一个兵卫走到他身边,紧张道:“大人,再这么打下去,事态恐怕就不可控了。”
思索了一会儿,吴炎低喝道:“放出陈晏已死的消息。”
兵卫点点头,又皱了皱眉:“但我们拿不出证据,只怕一时难以完全取信。”
“能打乱他们的进攻即可。而且消息确凿,他们的统军府也已经收到了信报。”吴炎道,“用不了多久,这些人自会知道,陈晏已死。”
“是!”
那兵卫迅速拉出数十人。不一会儿,只听从顺天门的宫楼上,突然传来齐刷刷高喊声,那声音是如此响亮,在混乱的战场上清晰可闻:“绛城军报,太子中乌头毒箭,已不治身亡!”
“绛城军报,太子中乌头毒箭,已不治身亡!”
这一句,石破天惊。要知道,无论是太子府的府兵也好,还是冠甲军也好,他们今日在这里浴血拼杀,很大一部分的动机就是为了陈晏。作为陈晏嫡系的队伍,他们绝不能让豫王通过逼宫窃夺陈晏的太子之位——但所有这一切,都是以陈晏还活着,陈晏还能回来为前提。

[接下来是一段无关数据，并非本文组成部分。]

PR #906, opened 2018-09-13
Save state to the nodes backup path

galal-hussein:
https://github.com/rancher/rancher/issues/15422

### DIFF
--- a/cluster/state.go
+++ b/cluster/state.go
@@ -4,8 +4,10 @@ import (
 	"context"
 	"fmt"
 	"os"
+	"path"
 	"time"
 
+	"github.com/rancher/rke/hosts"
 	"github.com/rancher/rke/k8s"
 	"github.com/rancher/rke/log"
 	"github.com/rancher/rke/pki"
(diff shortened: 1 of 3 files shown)


cluster/state.go
```diff
@@ -128,7 +149,19 @@ func saveStateToKubernetes(ctx context.Context, kubeClient *kubernetes.Clientset
...
 
-func getStateFromKubernetes(ctx context.Context, kubeClient *kubernetes.Clientset, kubeConfigPath string) *Cluster {
+func saveStateToNodes(ctx context.Context, uniqueHosts []*hosts.Host, clusterState *v3.RancherKubernetesEngineConfig, alpineImage string, prsMap map[string]v3.PrivateRegistry) error {
+	log.Infof(ctx, "[state] Saving cluster state to cluster nodes")
+	clusterFile, err := yaml.Marshal(*clusterState)
+	if err != nil {
+		return err
+	}
+	for _, host := range uniqueHosts {
+		pki.DeployStateOnPlaneHost(ctx, host, alpineImage, prsMap, string(clusterFile))
```
alena1108: doesn't look like we check for error here? should we? given it's in the method signature

cluster/state.go
```diff
@@ -151,13 +184,37 @@ func getStateFromKubernetes(ctx context.Context, kubeClient *kubernetes.Clientse
...
+		if err == nil {
+			break
+		}
+	}
+	if len(clusterFile) == 0 {
 		return nil
 	}
+	err = yaml.Unmarshal([]byte(clusterFile), &currentCluster)
+	if err != nil {
+		return nil
```
alena1108: should we at least log the error?

PR #910, opened 2018-09-18
Publish archives in release

superseb:
* Synced the build script with `rancher/cli`
* Removed publishing `./bin/rke`

Probably best to merge this after releasing v0.1.10, then we can release v0.1.11 with binaries and archives and make a note that it will be only archives in v0.1.12.

@cloudnautique to check


superseb:
https://github.com/rancher/rke/issues/911

PR #914, opened 2018-09-19
Container stop timeout

galal-hussein:
https://github.com/rancher/rancher/issues/15422
https://github.com/rancher/rancher/issues/15695


docker/docker.go
```diff
@@ -28,6 +28,7 @@ import (
 const (
 	DockerRegistryURL = "docker.io"
 	RestartTimeout    = 30
+	StopTimeout       = 30
```
alena1108: nit: although it's kinda obvious, lets put a comment that it's in seconds

docker/docker.go
```diff
@@ -225,15 +220,17 @@ func UseLocalOrPull(ctx context.Context, dClient *client.Client, hostname string
...
 		return fmt.Errorf("Can't remove Docker container [%s] for host [%s]: %v", containerName, hostname, err)
 	}
 	return nil
 }
 
 func StopContainer(ctx context.Context, dClient *client.Client, hostname string, containerName string) error {
-	err := dClient.ContainerStop(ctx, containerName, nil)
+	// define the stop timeout
+	stopTimeoutDuration := StopTimeout * time.Second
+	err := dClient.ContainerStop(ctx, containerName, &stopTimeoutDuration)
```
alena1108: what will docker do if the timeout is hit?

docker/docker.go
```diff
@@ -225,15 +220,17 @@ func UseLocalOrPull(ctx context.Context, dClient *client.Client, hostname string
 }
 
 func RemoveContainer(ctx context.Context, dClient *client.Client, hostname string, containerName string) error {
-	err := dClient.ContainerRemove(ctx, containerName, types.ContainerRemoveOptions{})
+	err := dClient.ContainerRemove(ctx, containerName, types.ContainerRemoveOptions{Force: true})
```
alena1108: what does force option do? If the container failed to stop, will it remove this container? Any implications?

galal-hussein: the force option will remove the container even if its running, i followed the same way its implemented in rancher repo https://github.com/rancher/rancher/blob/master/pkg/rkeworker/docker.go#L137-L142

docker/docker.go
galal-hussein: will do

cluster/network.go
```diff
@@ -262,30 +262,18 @@ func (c *Cluster) checkKubeAPIPort(ctx context.Context) error {
 func (c *Cluster) deployTCPPortListeners(ctx context.Context, currentCluster *Cluster) error {
 	log.Infof(ctx, "[network] Deploying port listener containers")
 
-	etcdHosts := []*hosts.Host{}
```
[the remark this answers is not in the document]
galal-hussein: because we handle this part already after deploying the listener:

- deploy listener on host
- if the address already bind to the host, then skip deploying the listener

it doesn't make sense to only deploy on new hosts added to the cluster, this way we deploy on everything which will mitigate any edge case including the one in issue rancher/rancher#15422

docker/docker.go
galal-hussein: docker will force stop the container, the default is 10 seconds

一旦陈晏身死,他们现在所有的抵抗,通通都失去了意义。
捕捉到冠甲军的攻势,似乎因为这句话而被打断了一下,宫门上的叫喊声更大了。
“绛城军报,太子中乌头毒箭,已不治身亡!”
站在宫门最中央,喊声最大的那个人,他的嘴还张着,忽然整个人向后踉跄了一步。
下一瞬,茫然中剧痛袭来,他费力低下头,看见一支长箭没入胸口。血从口中喷出来,他看见身旁的人脸上露出了一种难以形容的惊惧,然而那种惊惧却不是对着他,而是面朝着宫门外的长道。
……那里,怎么了?
怀着这一点微渺的疑问,那人想要睁大眼,但下一刻,灭顶的黑暗吞没了他。
他的身体砸落下去,同一时刻,顺天门前黑暗的密林长道上,大队人马浩浩奔袭过来!
为首的那个人,手挽长弓,奔马如电,玄甲在空中拉出一道凌厉的暗光!
就在他越来越近时,突然的,顺天门下的兵士中,响起一道狂喜的呼声:“太子殿下——是太子殿下!”
……
十日前,宣平。
沈留:“你说,青君的目标是殿下?”
顾凭:“他想杀了陈晏。”说出这句话,他静黑的眸子忽然波动了一下。下一瞬,他闭上眼,好像有什么可怕的力量,压下了身体里所有的反应,他低低道,“明杀也好,暗杀也罢,他绝不会让陈晏活着回到凤都。冒提之所以会大举发兵,进攻绛城,应该就是他的主意。我想,他已经做好了趁着这一仗,取陈晏性命的准备。”
他的声音那么沉静,但那侧脸苍白如冰雪。
“为什么青君要把自己,和他手中的人马分开——因为他要做两件事。一件是对陈晏下手;另一件……如果我没猜错的话,他或许已经同豫王联系上了。”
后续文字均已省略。